Entries taken from a collection:
☆ ☆ ☆

PR #1052, opened 2021-06-01
Annotate the LLVM preset with NoException

supergrecko:
The LLVM/clang project does not use C++ exceptions. We're also only mapping the C interface, so it's safe to assume there will be no exceptions thrown here.


saudet:
The C++ API used in the following files probably throws exceptions but maybe not. Could you confirm?
https://github.com/bytedeco/javacpp-presets/tree/master/llvm/src/main/resources/org/bytedeco/llvm/include

supergrecko:
> The C++ API used in the following files probably throws exceptions but maybe not. Could you confirm?
> https://github.com/bytedeco/javacpp-presets/tree/master/llvm/src/main/resources/org/bytedeco/llvm/include

You're right, the code in FullOptimization.h makes use of exceptions. Seeing as both functions return void, we could return an LLVMErrorRef instead and drop the exceptions, similar to how LLVM does error handling.

Another option would be to enable exception handling for these functions.

Thoughts? 
/cc @yukoba

saudet:
Handing exceptions and returning error codes sounds good to me.

yukoba:
@supergrecko 

> You're right, the code in FullOptimization.h makes use of exceptions. Seeing as both functions return void, we could return an LLVMErrorRef instead and drop the exceptions, similar to how LLVM does error handling.

Please change it.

☆ ☆ ☆

[WHAT TO PRODUCE]
Restate exactly, and only, every line from the one that contains "Handing exceptions and" through the last line of the records.

[ANSWER SPACE]
Handing exceptions and returning error codes sounds good to me.

yukoba:
@supergrecko 

> You're right, the code in FullOptimization.h makes use of exceptions. Seeing as both functions return void, we could return an LLVMErrorRef instead and drop the exceptions, similar to how LLVM does error handling.

Please change it.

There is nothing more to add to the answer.